[Dataset excerpts]
- Opening Delimiter -

PR #2647, opened 2024-12-27
@W-17291582: [Android] [Instrumentation] Add QR Code feature logging to track adoption

JohnsonEricAtSalesforce:
🎸 _*Ready For Review*_ 🥁

This one follows along with recent changes to add a feature code for Native Login in #2637.

### DIFF
--- a/libs/SalesforceSDK/src/com/salesforce/androidsdk/ui/LoginActivity.kt
+++ b/libs/SalesforceSDK/src/com/salesforce/androidsdk/ui/LoginActivity.kt
@@ -718,10 +718,7 @@ open class LoginActivity : AppCompatActivity(), OAuthWebviewHelperEvents {
     fun loginWithFrontdoorBridgeUrl(
         frontdoorBridgeUrl: String,
         pkceCodeVerifier: String?
-    ) {
-        SalesforceSDKManager.getInstance().registerUsedAppFeature(FEATURE_QR_CODE_LOGIN)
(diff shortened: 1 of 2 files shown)


libs/SalesforceSDK/src/com/salesforce/androidsdk/ui/LoginActivity.kt
```diff
@@ -696,39 +697,50 @@ open class LoginActivity : AppCompatActivity(), OAuthWebviewHelperEvents {
...
+     * required for User Agent
      * Authorization Flow but is required for Web Server Authorization Flow
      */
     @Suppress("MemberVisibilityCanBePrivate")
     fun loginWithFrontdoorBridgeUrl(
         frontdoorBridgeUrl: String,
         pkceCodeVerifier: String?
-    ) = webviewHelper?.loginWithFrontdoorBridgeUrl(frontdoorBridgeUrl, pkceCodeVerifier)
+    ) {
+        SalesforceSDKManager.getInstance().registerUsedAppFeature(FEATURE_QR_CODE_LOGIN)
```
brandonpage, line 722: I think we should move this up one call to `loginWithFrontdoorBridgeUrlFromQrCode` so we don't miss-report QR usage if  `loginWithFrontdoorBridgeUrl` is used for another flow.

JohnsonEricAtSalesforce: Good idea.  Check out today's commit 🎉

brandonpage (approved):

wmathurin (commented):
👍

- Closing Delimiter -

YOUR INSTRUCTIONS: Please copy out the records exactly as they appear.

ANSWER TO THIS TASK:
PR #2647, opened 2024-12-27
@W-17291582: [Android] [Instrumentation] Add QR Code feature logging to track adoption

JohnsonEricAtSalesforce:
🎸 _*Ready For Review*_ 🥁

This one follows along with recent changes to add a feature code for Native Login in #2637.

### DIFF
--- a/libs/SalesforceSDK/src/com/salesforce/androidsdk/ui/LoginActivity.kt
+++ b/libs/SalesforceSDK/src/com/salesforce/androidsdk/ui/LoginActivity.kt
@@ -718,10 +718,7 @@ open class LoginActivity : AppCompatActivity(), OAuthWebviewHelperEvents {
     fun loginWithFrontdoorBridgeUrl(
         frontdoorBridgeUrl: String,
         pkceCodeVerifier: String?
-    ) {
-        SalesforceSDKManager.getInstance().registerUsedAppFeature(FEATURE_QR_CODE_LOGIN)
(diff shortened: 1 of 2 files shown)


libs/SalesforceSDK/src/com/salesforce/androidsdk/ui/LoginActivity.kt
```diff
@@ -696,39 +697,50 @@ open class LoginActivity : AppCompatActivity(), OAuthWebviewHelperEvents {
...
+     * required for User Agent
      * Authorization Flow but is required for Web Server Authorization Flow
      */
     @Suppress("MemberVisibilityCanBePrivate")
     fun loginWithFrontdoorBridgeUrl(
         frontdoorBridgeUrl: String,
         pkceCodeVerifier: String?
-    ) = webviewHelper?.loginWithFrontdoorBridgeUrl(frontdoorBridgeUrl, pkceCodeVerifier)
+    ) {
+        SalesforceSDKManager.getInstance().registerUsedAppFeature(FEATURE_QR_CODE_LOGIN)
```
brandonpage, line 722: I think we should move this up one call to `loginWithFrontdoorBridgeUrlFromQrCode` so we don't miss-report QR usage if  `loginWithFrontdoorBridgeUrl` is used for another flow.

JohnsonEricAtSalesforce: Good idea.  Check out today's commit 🎉

brandonpage (approved):

wmathurin (commented):
👍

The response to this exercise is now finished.